(Exercise inputs)

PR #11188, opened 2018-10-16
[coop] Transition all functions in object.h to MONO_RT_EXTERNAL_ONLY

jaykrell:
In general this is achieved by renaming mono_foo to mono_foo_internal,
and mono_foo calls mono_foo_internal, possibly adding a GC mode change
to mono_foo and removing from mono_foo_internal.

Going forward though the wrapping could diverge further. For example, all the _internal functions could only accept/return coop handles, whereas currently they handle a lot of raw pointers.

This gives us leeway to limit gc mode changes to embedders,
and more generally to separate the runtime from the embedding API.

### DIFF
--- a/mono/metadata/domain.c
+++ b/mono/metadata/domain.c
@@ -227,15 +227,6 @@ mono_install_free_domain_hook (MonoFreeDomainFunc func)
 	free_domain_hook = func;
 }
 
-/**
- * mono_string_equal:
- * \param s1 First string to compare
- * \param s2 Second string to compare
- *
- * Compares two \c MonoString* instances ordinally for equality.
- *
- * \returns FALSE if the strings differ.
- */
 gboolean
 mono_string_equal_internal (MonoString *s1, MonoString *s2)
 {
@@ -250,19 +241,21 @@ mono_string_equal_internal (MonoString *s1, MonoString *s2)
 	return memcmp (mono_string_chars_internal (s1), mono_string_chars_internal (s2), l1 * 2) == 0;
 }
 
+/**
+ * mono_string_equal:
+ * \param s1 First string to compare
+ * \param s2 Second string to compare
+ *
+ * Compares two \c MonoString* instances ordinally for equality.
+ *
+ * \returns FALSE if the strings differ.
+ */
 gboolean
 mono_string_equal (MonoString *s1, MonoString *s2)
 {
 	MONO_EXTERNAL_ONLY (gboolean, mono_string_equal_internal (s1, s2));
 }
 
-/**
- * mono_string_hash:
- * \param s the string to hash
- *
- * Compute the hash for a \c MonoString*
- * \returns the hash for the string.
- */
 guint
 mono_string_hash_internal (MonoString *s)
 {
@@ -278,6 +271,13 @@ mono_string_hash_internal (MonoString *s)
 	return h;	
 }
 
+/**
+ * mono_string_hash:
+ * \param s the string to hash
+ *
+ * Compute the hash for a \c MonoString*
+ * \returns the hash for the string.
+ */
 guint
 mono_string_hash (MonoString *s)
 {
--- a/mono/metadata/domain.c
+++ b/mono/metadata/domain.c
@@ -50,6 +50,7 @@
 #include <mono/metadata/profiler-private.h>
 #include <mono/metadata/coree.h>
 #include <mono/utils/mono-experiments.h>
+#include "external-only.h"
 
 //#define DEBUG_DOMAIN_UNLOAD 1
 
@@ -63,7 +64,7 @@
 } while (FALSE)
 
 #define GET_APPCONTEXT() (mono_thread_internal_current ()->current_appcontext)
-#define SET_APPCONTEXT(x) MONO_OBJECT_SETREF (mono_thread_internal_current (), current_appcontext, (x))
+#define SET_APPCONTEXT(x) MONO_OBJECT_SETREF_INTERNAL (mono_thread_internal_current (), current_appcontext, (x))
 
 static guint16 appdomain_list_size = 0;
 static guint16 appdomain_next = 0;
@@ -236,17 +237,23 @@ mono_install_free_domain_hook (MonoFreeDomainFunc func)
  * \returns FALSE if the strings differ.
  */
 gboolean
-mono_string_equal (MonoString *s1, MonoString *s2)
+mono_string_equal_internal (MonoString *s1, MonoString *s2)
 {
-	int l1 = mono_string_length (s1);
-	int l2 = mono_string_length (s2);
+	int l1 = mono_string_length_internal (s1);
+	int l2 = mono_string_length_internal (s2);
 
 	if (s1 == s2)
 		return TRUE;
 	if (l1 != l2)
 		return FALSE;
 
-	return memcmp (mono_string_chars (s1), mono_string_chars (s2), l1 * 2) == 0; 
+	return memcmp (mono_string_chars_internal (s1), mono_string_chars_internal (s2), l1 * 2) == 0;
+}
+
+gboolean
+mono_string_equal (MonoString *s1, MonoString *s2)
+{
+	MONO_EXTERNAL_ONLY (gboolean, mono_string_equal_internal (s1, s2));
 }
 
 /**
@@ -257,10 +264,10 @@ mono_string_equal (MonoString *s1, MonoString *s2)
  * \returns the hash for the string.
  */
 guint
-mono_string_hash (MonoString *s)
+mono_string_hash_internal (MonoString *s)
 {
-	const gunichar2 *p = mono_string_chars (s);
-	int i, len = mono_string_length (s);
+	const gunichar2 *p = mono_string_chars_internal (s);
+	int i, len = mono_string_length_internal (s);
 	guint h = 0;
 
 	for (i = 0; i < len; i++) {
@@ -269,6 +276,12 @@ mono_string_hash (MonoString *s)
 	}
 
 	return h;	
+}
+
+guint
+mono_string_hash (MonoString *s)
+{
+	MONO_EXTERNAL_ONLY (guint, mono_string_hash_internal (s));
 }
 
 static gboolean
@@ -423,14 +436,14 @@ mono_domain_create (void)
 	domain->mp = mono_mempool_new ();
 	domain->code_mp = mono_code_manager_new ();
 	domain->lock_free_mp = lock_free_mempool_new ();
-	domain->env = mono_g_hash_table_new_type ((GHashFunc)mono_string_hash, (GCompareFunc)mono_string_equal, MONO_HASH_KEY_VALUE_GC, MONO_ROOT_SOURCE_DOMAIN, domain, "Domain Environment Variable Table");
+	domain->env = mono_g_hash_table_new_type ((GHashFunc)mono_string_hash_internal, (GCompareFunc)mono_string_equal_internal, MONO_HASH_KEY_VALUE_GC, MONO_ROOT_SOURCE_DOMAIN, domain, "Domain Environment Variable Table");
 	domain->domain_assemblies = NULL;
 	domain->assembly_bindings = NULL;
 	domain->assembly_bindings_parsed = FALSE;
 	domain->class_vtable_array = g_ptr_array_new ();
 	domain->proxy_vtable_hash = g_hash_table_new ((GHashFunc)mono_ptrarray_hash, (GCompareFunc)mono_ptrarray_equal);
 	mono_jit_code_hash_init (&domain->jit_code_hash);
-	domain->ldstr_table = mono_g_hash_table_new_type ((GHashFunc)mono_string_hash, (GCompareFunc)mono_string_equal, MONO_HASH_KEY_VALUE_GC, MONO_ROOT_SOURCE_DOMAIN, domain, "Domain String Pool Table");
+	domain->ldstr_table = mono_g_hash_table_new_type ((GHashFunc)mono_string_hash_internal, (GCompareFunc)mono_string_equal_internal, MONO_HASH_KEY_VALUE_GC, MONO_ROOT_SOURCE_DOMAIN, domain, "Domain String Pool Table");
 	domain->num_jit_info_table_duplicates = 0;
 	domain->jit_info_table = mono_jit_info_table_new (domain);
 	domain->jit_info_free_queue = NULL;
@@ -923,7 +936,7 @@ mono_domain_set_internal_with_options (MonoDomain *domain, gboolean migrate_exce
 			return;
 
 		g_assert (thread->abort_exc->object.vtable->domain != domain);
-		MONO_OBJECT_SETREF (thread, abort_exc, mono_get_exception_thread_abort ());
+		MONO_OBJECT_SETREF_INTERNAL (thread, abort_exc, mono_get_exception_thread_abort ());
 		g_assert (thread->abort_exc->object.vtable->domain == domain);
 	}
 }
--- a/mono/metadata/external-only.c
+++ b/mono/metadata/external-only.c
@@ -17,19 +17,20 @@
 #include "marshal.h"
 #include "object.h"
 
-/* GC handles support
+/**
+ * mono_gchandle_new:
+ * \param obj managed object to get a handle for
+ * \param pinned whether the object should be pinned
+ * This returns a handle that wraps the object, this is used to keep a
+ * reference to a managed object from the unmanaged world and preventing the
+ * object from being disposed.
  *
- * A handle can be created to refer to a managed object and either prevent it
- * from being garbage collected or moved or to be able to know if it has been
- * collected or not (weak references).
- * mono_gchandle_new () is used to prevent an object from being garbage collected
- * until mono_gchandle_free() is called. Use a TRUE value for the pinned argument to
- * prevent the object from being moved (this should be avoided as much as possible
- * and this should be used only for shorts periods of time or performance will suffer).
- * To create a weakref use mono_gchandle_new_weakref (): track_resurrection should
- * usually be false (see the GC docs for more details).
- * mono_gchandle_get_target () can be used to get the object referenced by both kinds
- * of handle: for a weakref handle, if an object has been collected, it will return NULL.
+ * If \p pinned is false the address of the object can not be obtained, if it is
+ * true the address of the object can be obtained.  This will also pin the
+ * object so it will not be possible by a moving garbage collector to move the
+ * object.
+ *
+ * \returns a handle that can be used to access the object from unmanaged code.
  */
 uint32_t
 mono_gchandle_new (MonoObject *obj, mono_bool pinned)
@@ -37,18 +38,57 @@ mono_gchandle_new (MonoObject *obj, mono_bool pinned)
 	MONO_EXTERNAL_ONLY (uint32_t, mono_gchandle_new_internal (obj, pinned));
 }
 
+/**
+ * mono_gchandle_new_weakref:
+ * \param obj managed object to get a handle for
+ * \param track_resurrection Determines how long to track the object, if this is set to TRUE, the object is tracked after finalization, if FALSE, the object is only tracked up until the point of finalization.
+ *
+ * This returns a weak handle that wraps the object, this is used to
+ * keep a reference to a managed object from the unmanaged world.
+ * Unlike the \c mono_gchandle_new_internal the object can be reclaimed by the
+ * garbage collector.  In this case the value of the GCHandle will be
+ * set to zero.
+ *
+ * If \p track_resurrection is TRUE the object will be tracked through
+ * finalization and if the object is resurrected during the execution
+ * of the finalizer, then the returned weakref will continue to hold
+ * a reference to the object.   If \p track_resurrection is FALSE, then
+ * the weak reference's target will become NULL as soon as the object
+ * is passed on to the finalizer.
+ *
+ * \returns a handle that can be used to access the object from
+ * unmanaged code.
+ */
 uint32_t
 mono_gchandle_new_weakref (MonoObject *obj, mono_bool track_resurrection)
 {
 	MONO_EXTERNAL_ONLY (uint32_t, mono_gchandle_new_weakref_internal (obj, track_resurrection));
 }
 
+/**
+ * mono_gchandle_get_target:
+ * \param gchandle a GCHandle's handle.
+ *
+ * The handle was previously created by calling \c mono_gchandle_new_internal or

(End Exercise inputs)

Task
Scan the data above and report each line in which "collected" is present.

Worked solution
- * from being garbage collected or moved or to be able to know if it has been
- * collected or not (weak references).
- * mono_gchandle_new () is used to prevent an object from being garbage collected
- * of handle: for a weakref handle, if an object has been collected, it will return NULL.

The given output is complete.